**TASK DIRECTIONS**
Output, without alteration, the first line of the entries and each line after it, stopping with the line that contains "# Motivation".

Data items
== Segment start ==

PR #635, opened 2023-08-31
Keep Sparsity Pattern (Mini-PR)

jzwar:
# Motivation
When doing multiple assemblies (e.g. in a non-linear problem, or in an optimization), accessing the sparse matrix can be a bottleneck when using the expression assembler. Whenever the `clearMatrix()` command was called, the matrix was reinitialized and the sparsity pattern was deleted.

In this suggestion, the matrix is multiplied by zero whenever clearMatrix is called to avoid re-initialization. This is also made default behavior.

With OpenMP in my optimization, it was significantly faster.

### DIFF
--- a/src/gsAssembler/gsExprAssembler.h
+++ b/src/gsAssembler/gsExprAssembler.h
@@ -303,6 +303,12 @@ public:
 
     void clearRhs() { m_rhs.setZero(); }
 
+    /**
+     * @brief Re-Init Matrix (set zero by default)
+     *
+     * @param save_sparsety_pattern only modify values but keep sparsety
+     * information by multiplying matrix by zero in-place
+     */
     void clearMatrix(const bool& save_sparsety_pattern = true) {
       if (save_sparsety_pattern) {
         m_matrix *= 0.0;
--- a/src/gsAssembler/gsExprAssembler.h
+++ b/src/gsAssembler/gsExprAssembler.h
@@ -303,24 +303,29 @@ public:
 
     void clearRhs() { m_rhs.setZero(); }
 
-    void clearMatrix()
-    {
-        m_matrix = gsSparseMatrix<T>(numTestDofs(), numDofs());
+    void clearMatrix(const bool& save_sparsety_pattern = false) {
+        if (save_sparsety_pattern) {
+            m_matrix *= 0.0;
+        } else {
+            m_matrix = gsSparseMatrix<T>(numTestDofs(), numDofs());
 
-        if ( 0 == m_matrix.rows() || 0 == m_matrix.cols() )
-            gsWarn << " No internal DOFs, zero sized system.\n";
-        else
-        {
-            // Pick up values from options
-            const T bdA       = m_options.getReal("bdA");
-            const index_t bdB = m_options.getInt("bdB");
-            const T bdO       = m_options.getReal("bdO");
-            T nz = 1;
-            const short_t dim = m_exprdata->multiBasis().domainDim();
-            for (short_t i = 0; i != dim; ++i)
-                nz *= bdA * static_cast<T>(m_exprdata->multiBasis().maxDegree(i)) + static_cast<T>(bdB);
+            if (0 == m_matrix.rows() || 0 == m_matrix.cols())
+              gsWarn << " No internal DOFs, zero sized system.\n";
+            else {
+              // Pick up values from options
+              const T bdA = m_options.getReal("bdA");
+              const index_t bdB = m_options.getInt("bdB");
+              const T bdO = m_options.getReal("bdO");
+              T nz = 1;
+              const short_t dim = m_exprdata->multiBasis().domainDim();
+              for (short_t i = 0; i != dim; ++i)
+                nz *= bdA * static_cast<T>(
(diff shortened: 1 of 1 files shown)


weinmueller:
Hello, that is interesting. Good to know. Could you try it with `setZero()` instead of `*=0`? Maybe this is faster (and cleaner)?

jzwar:
> Hello, that is interesting. Good to know. Could you try it with `setZero()` instead of `*=0`? Maybe this is faster (and cleaner)?

Hi :) The function `setZero`, as implemented [here](https://github.com/gismo/gismo/blob/8475faa0d6b9affd5d06988adf8c18a75b4566c4/external/gsEigen/src/SparseCore/SparseMatrix.h#L253), will not reallocate memory, but (as I understand it) set the index list to zero, basically "forgetting" that a value is stored at said location. If the function is called, subsequent access to an arbitrary value in the matrix will result in a call of the insert function. That's why imo, it is not suited for this application. 

An alternative approach to multiplication by zero, would be:
``` c++
std::fill(m_matrix.valuePtr(),
                  m_matrix.valuePtr() + m_matrix.nonZeros(), 0.);
```

weinmueller:
> If the function is called, subsequent access to an arbitrary value in the matrix will result in a call of the insert function. That's why imo, it is not suited for this application.

Okay, so if I understand correctly, you want to keep the memory of the sparse matrix? And then you modify somewhere the matrix with coefRef() which leads to the fact that this is faster?

src/gsAssembler/gsExprAssembler.h
```diff
@@ -298,30 +298,40 @@ class gsExprAssembler
...
-            const T bdA       = m_options.getReal("bdA");
-            const index_t bdB = m_options.getInt("bdB");
-            const T bdO       = m_options.getReal("bdO");
-            T nz = 1;
-            const short_t dim = m_exprdata->multiBasis().domainDim();
-            for (short_t i = 0; i != dim; ++i)
-                nz *= bdA * static_cast<T>(m_exprdata->multiBasis().maxDegree(i)) + static_cast<T>(bdB);
-
-            m_matrix.reservePerColumn(numBlocks()*cast<T,index_t>(nz*(1.0+bdO)) );
+        if (0 == m_matrix.rows() || 0 == m_matrix.cols())
```
filiatra: Please use 4-space identation

filiatra (changes requested):

jzwar:
> > If the function is called, subsequent access to an arbitrary value in the matrix will result in a call of the insert function. That's why imo, it is not suited for this application.
> 
> Okay, so if I understand correctly, you want to keep the memory of the sparse matrix? And then you modify somewhere the matrix with coefRef() which leads to the fact that this is faster?

@weinmueller Not only the memory, but also the non-zero locations, i.e., the sparsity information. Basically, the indices are kept as matrix entries with the value `0`. 

If you call coeffRef() for a non-existing matrix entry, then `insert` will be called. From the [eigen documentation](https://eigen.tuxfamily.org/dox/classEigen_1_1SparseMatrix.html#title22):
>Assuming memory has been appropriately reserved, this function performs a sorted insertion in O(1) if the elements of each inner vector are inserted in increasing inner index order, and in O(nnz_j) for a random insertion. 

As increasing inner-index order is not assured, that can be an expensive task (when I tested, this was most important for many-patch-geometries). Adding to that: When compiling with OpenMP, `insert` blocks the thread to ensure safe access to the matrix, which slows down the assembly significantly.

mmoelle1:
If you allow me to comment on this. @filiatra and I started with some improvement of the assemblers in which we do exactly what @jzwar needs. First generate the sparsity pattern (sequentially) and then do the assembly (with OpenMP parallelisation and `atomic` updates). For that we implemented some special version of the `coefRef()` that throws an error of the position is not available. The normal `coefRef()` would insert it, I guess. It's not yet in stable but will be soon, I hope.

jzwar:
> If you allow me to comment on this. @filiatra and I started with some improvement of the assemblers in which we do exactly what @jzwar needs. First generate the sparsity pattern (sequentially) and then do the assembly (with OpenMP parallelisation and `atomic` updates). For that we implemented some special version of the `coefRef()` that throws an error of the position is not available. The normal `coefRef()` would insert it, I guess. It's not yet in stable but will be soon, I hope.

@mmoelle1 I have been playing around with `setFromTriplets` for the same reason, which also helped to improve assembly times by quite a bit. Do you already have a plan to store the sparsity information? In that case, this PR would be redundant and I could close it. Otherwise, would you prefer the `std::fill` approach or rather `*=0.`?

filiatra (approved):

filiatra:
Please add a commit description using the keyword IMPROVED before mergins, eg:

IMPROVED: avoid re-initialization of .....


Regarding the comment of Matthias, I think that this PR is combatible with what we want to achieve, so in my opinion it can be mearged

jzwar:
> Please add a commit description using the keyword IMPROVED before mergins, eg:
> 
> IMPROVED: avoid re-initialization of .....
> 
> Regarding the comment of Matthias, I think that this PR is combatible with what we want to achieve, so in my opinion it can be mearged

@filiatra I am not authorized to merge myself, the merge button is greyed out.

PR #642, opened 2023-09-28
Checking if the Eigen symlink already exists before creating a new one

nilskohl:
A second build configuration from the same source directory makes cmake complain and exit otherwise.

> CMake Error: failed to create symbolic link '.../gismo/external/Eigen': File exists

The commit just wraps what was introduced in f3e05c394f2828ac8d9c1eeaec473193755db4a1

New to gismo - therefore happy to discuss this :)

== Segment end ==

**ANSWER TO THE PROBLEM**
PR #635, opened 2023-08-31
Keep Sparsity Pattern (Mini-PR)

jzwar:
# Motivation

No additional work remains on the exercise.